As digitisation is spreading its wings across the nation, some states are going out of their way to ensure that villages, towns and cities get connected. Joining the league, Uttarakhand brought a similar service to its unconnected citizens. The state brought the Internet to some of its remote villages by launching a WiFi balloon. To provide internet access to rural areas, the hill state will be using tethered aerostats.
The first such aerostat was launched at IT Park in Dehradun on a pilot basis. An aerostat is a giant floating balloon that will bring free WiFi to some of the most remote villages in Uttarakhand for the very first time.
How does it work?
This 6 metre long balloon can float for up to 14 days at a time and is the work of IIT-Bombay. The aerostat is fitted with a base transceiver antenna to allow a calling network and it has a WiFi modem that provides Internet in the coverage area. The balloon is lifted off the ground with the help of hydrogen.
The aerostat also has surveillance cameras that will be helpful for emergency situations. Aerostat technology can be used in case of natural calamities when mobile towers stop working. In such cases, real-time monitoring can be done through these cameras as they can act as a mobile phone tower to guide search and rescue operations.

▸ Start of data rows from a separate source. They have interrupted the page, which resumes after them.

PR #7441, opened 2026-03-12
job-info: fix resource leaks

grondo:
While reproducing an issue running sharness tests under `FLUX_TEST_VALGRIND=t`, valgrind reported some memory leaks in the job-info module.

This PR fixes the two leaks discovered, and also fixes a race in one test that was reproducible when the test was run under valgrind.

### DIFF
--- a/src/modules/job-info/lookup.c
+++ b/src/modules/job-info/lookup.c
@@ -647,6 +647,7 @@ void update_lookup_cb (flux_t *h,
         errmsg = error.text;
         goto error;
     }
+    json_decref (keys);
     return;
 
 error:
--- a/src/modules/job-info/watch.c
+++ b/src/modules/job-info/watch.c
@@ -426,7 +426,7 @@ static int watch (struct info_ctx *ctx,
         if ((ret = eventlog_allow_lru (w->ctx,
                                        w->msg,
                                        w->id)) < 0)
-            return -1;
+            goto error;
 
         if (ret)
             w->allow = true;


t/t2233-job-info-update.t
```diff
@@ -302,9 +302,45 @@ test_expect_success 'job-info: lookup current works with jobspec' '
 	flux cancel $jobid
```
chu11, line 302: commit message typo "udpate"

t/t2233-job-info-update.t
```diff
@@ -302,9 +302,45 @@ test_expect_success 'job-info: lookup current works with jobspec' '
...
+	        key, expected = expected_list.pop(0)
+	    f.reset()
+	EOF
+'
 test_expect_success NO_CHAIN_LINT 'job-info: update watch works with jobspec' '
 	jobid=$(flux submit --urgency=hold true) &&
 	flux update $jobid duration=100s &&
+	run_timeout 30 flux python update-watcher.py $jobid jobspec \
+	    attributes.system.duration=100.0 &&
 	watchers=$(get_update_watchers)
```
chu11, line 308: i think we can just use the `check_duration()` function just a bit above this code instead.

BUT if this race is generally possible (i.e. job-info super busy and the update occurs after the update-watcher background process has started), then this race might occur in a few other places.

I'm auditing the tests right now, i think 1-2 other places it might be possible.

grondo: Ah, yes, `update-watcher.py` kind of duplicates what `check_duration()` does. The reason I started down that path was to replace the pattern of a C program that emits json on stdout to a file, a set of `waitfile` invocations to wait for one or more expected values, then checking those values with `jq` later. However, it was too big a project to modify the whole test to take advantage of that, so I gave up.

I'll drop this commit and let you push a separate PR that fixes the test with `FLUX_TEST_VALGRIND`

grondo: Ok, I've dropped this commit.

chu11: ok, it ends up i think that this might be the only racy test within this file.

All of the other tests in the file use `expiration_add()` which manually adds a resource update event into the eventlog.  So we know for a fact that the update has "propogated", b/c we know it is in the eventlog before the `update-watch` has even begun.  My memory might be hazy, but we likely added these tests before the `flux-update` command existed.

So later jobspec update support was added, this racy test was added, it uses `flux-update`, that sends the update to `job-manager`, event queues of updates are involved .... racy.

Sooo ... two options, we could manually update the eventlog update entry, so it's like the other tests.  Or we could use `check_duration()`.    Just using `check_duration()` would be easiest, but with a nice comment on why it is racy vs the tests above it.

Lemme know if you wanna sneak a change in or I can just do a separate PR with this simple fix.

chu11 (approved):
if we're just doing the memory leaks, LGTM

t/t2233-job-info-update.t
grondo: Up to you, if you want to push to this branch feel free! We'll let @garlick review the overall PR.

grondo: Oh, there's also a failure in `t2230-job-info-lookup.t` that seems related:
```
ok 11 - flux job info jobspec fails on bad id

expecting success:
	echo $jobid > updated_R.id &&
	flux job info $jobid R | jq -e ".execution.expiration == 0.0" &&
	flux update $jobid duration=300 &&
	flux job info $jobid R | jq -e ".execution.expiration > 0.0" &&
	flux job info $jobid eventlog &&
	flux cancel $jobid

true
false
not ok 12 - flux job info applies resource updates
#
#		jobid=$(flux submit --wait-event=start sleep 300) &&
#		echo $jobid > updated_R.id &&
#		flux job info $jobid R | jq -e ".execution.expiration == 0.0" &&
#		flux update $jobid duration=300 &&
#		flux job info $jobid R | jq -e ".execution.expiration > 0.0" &&
#		flux job info $jobid eventlog &&
#		flux cancel $jobid
#
```

grondo: Maybe another PR that fixes both of these.

grondo:
Thanks! I'll set MWP here.

t/t2233-job-info-update.t
chu11: `flux update` appears to be inherently racy, so maybe an audit is generally necessary.  I'll write up an issue.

The technology is much like Google’s Project Loon in the way that it uses the physics of hot-air balloon technology to navigate to a remote location. It then beams Internet connectivity down using directional antennae. The antennae are powered on the balloon itself, and connect wirelessly to receive Internet signals from satellites or ground-based broadcasting systems.
Expense & expanse
Set up with ₹50 lakh, the aerostat is capable of providing free Internet in a 7.5km range. It has a download speed of up to 5 Mbps. Anyone in the range will be able to connect to the WiFi which will be free initially. And the best part is that you won’t need a password to log in.
Approximately 680 of the 16,870 villages in Uttarakhand are without mobile and Internet coverage. The major hindrance in the path is the difficulty in laying cables in the hilly region. However, there is a plan to eventually provide free Internet to even more unconnected villages in the future.